What is expected
Scan the records below and copy every line that contains the string "stale".

..........

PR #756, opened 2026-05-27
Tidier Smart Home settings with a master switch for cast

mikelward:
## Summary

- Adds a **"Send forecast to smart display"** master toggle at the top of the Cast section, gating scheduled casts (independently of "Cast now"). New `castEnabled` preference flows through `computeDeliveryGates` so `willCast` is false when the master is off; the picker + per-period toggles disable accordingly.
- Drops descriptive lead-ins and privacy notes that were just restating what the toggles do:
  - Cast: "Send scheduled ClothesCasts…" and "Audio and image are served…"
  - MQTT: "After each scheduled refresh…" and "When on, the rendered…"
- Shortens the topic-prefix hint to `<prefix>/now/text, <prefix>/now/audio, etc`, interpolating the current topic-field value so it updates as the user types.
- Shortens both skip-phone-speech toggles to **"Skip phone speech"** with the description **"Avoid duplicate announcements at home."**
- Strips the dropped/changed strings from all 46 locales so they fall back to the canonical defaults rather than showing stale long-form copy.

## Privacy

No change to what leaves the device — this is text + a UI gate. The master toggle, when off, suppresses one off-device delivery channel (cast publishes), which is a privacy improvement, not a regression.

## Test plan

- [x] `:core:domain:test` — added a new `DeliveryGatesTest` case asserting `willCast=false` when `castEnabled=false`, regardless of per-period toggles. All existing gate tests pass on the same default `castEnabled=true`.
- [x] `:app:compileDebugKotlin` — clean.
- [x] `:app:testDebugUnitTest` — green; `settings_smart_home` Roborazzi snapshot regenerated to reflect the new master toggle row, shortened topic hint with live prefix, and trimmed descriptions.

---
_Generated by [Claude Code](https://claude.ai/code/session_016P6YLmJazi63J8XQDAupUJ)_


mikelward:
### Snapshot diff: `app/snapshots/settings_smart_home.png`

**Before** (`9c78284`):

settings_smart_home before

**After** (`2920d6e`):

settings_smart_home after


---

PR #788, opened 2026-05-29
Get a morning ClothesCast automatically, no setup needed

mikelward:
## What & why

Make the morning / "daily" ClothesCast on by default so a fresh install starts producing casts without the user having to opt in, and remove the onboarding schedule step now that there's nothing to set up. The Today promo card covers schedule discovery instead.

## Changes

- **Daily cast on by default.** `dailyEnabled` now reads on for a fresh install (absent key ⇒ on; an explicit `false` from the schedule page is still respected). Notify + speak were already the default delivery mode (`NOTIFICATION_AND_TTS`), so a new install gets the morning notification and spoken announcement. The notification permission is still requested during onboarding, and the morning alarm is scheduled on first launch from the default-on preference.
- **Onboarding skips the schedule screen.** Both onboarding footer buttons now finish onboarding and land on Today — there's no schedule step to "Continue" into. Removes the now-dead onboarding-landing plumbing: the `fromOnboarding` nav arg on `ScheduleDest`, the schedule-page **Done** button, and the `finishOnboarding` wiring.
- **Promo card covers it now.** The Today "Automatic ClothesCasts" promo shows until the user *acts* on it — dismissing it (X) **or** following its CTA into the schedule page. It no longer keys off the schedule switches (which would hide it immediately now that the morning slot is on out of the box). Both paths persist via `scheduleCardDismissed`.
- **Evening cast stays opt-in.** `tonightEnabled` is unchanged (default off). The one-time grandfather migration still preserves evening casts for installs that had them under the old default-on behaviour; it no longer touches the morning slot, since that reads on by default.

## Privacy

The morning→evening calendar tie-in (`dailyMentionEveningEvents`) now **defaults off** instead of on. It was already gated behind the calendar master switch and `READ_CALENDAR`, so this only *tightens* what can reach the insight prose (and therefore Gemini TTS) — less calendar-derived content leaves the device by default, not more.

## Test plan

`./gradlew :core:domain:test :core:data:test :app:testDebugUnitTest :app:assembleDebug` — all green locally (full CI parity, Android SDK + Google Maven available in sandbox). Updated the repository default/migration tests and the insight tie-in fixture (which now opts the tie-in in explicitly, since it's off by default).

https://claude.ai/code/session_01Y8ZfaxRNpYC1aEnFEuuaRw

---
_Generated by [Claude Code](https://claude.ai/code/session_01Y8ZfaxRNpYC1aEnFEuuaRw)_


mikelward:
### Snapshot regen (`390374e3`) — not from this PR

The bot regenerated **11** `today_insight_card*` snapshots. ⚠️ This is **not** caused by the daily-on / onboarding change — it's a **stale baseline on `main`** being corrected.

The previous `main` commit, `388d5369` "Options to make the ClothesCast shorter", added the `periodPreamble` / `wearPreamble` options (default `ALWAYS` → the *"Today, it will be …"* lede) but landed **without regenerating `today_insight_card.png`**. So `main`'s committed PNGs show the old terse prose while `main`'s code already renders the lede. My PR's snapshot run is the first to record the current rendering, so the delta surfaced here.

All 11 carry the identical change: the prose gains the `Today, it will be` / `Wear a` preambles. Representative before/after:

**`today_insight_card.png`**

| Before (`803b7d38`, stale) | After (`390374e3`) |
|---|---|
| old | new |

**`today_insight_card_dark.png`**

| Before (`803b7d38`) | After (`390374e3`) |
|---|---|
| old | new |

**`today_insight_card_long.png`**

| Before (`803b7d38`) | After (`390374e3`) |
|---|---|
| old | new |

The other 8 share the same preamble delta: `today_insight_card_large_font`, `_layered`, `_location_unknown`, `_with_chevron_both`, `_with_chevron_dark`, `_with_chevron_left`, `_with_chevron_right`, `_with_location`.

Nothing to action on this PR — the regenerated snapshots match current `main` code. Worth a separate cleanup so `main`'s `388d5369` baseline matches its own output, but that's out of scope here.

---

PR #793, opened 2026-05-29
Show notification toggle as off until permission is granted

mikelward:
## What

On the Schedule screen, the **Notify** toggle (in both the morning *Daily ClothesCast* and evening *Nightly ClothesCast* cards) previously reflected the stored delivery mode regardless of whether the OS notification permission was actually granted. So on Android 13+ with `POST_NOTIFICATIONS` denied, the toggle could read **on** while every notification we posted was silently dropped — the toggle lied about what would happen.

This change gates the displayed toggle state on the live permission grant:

..........

Result of this exercise
- Strips the dropped/changed strings from all 46 locales so they fall back to the canonical defaults rather than showing stale long-form copy.
The bot regenerated **11** `today_insight_card*` snapshots. ⚠️ This is **not** caused by the daily-on / onboarding change — it's a **stale baseline on `main`** being corrected.
| Before (`803b7d38`, stale) | After (`390374e3`) |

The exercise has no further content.